Using the data below, copy every line that contains the word "jimtng".

- [Task inputs]
····················
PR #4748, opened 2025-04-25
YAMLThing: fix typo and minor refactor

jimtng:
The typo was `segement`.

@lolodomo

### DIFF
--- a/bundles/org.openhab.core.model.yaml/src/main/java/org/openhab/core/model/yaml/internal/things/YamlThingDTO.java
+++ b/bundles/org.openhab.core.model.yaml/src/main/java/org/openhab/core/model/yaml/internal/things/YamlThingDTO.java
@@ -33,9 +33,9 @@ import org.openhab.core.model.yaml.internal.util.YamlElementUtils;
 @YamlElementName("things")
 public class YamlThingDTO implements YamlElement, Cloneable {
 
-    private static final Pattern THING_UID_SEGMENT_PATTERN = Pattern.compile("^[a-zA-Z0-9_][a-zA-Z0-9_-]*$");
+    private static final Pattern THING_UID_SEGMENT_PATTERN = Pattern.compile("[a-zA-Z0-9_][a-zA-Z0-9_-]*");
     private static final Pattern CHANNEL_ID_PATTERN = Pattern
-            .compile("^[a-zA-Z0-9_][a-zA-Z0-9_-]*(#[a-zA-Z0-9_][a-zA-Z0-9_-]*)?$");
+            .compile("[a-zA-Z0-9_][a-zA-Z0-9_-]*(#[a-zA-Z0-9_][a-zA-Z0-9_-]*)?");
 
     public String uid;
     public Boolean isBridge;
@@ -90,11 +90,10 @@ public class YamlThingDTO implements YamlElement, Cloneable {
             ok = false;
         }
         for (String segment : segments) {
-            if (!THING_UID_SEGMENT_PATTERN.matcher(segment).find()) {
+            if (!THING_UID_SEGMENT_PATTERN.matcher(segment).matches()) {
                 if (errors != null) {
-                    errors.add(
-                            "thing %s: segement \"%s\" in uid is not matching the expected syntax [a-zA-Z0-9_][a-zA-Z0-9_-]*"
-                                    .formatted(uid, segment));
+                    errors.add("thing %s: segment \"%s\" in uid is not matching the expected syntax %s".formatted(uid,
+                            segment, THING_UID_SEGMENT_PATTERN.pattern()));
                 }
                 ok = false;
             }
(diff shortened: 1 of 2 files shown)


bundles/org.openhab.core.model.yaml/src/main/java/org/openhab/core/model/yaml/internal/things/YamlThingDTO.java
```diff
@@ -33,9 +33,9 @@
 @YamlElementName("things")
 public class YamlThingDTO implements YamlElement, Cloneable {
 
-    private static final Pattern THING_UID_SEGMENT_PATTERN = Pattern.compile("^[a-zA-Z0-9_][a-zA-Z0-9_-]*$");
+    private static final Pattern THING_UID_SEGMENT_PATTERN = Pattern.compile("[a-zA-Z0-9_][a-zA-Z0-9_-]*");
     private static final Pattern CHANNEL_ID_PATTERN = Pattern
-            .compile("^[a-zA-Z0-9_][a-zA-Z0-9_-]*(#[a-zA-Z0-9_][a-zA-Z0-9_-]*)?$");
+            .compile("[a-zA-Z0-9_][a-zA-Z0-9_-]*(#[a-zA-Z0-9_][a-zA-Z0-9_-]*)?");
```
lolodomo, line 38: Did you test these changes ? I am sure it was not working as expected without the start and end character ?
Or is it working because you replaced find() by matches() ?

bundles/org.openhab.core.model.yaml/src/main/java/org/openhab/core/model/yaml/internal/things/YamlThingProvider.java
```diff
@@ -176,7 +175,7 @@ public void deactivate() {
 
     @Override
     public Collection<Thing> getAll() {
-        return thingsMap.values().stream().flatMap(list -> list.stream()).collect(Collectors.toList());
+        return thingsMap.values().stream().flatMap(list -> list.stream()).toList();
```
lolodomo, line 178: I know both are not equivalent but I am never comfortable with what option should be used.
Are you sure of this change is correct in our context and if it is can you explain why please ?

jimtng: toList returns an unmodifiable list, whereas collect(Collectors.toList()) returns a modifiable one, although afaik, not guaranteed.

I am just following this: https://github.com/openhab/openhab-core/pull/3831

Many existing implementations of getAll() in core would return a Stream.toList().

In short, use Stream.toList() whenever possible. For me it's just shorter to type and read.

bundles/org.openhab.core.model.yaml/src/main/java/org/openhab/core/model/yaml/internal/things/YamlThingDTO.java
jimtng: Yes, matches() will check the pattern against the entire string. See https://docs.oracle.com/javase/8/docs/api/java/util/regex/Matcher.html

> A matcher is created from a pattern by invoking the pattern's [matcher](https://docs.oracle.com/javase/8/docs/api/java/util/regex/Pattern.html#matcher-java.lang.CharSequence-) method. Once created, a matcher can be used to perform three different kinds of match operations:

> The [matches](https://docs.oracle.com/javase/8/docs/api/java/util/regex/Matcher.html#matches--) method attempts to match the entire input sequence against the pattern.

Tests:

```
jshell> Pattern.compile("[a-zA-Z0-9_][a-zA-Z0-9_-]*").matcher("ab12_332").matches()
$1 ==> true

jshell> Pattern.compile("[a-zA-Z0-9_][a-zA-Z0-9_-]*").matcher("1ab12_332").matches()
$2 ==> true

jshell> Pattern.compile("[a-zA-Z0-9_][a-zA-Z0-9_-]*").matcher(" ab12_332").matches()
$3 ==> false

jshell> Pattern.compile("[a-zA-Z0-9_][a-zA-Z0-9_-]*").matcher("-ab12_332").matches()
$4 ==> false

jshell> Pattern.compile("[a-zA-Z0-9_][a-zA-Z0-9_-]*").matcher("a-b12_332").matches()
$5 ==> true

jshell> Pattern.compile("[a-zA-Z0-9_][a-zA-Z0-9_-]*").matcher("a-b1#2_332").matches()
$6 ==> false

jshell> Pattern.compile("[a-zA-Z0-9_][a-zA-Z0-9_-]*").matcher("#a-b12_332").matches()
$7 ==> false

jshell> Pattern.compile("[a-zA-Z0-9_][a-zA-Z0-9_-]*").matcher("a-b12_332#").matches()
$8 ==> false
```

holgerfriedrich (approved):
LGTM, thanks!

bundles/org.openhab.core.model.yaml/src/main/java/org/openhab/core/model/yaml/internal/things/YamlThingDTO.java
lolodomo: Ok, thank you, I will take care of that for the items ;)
····················
- [Reply]
jimtng:
jimtng: toList returns an unmodifiable list, whereas collect(Collectors.toList()) returns a modifiable one, although afaik, not guaranteed.
jimtng: Yes, matches() will check the pattern against the entire string. See https://docs.oracle.com/javase/8/docs/api/java/util/regex/Matcher.html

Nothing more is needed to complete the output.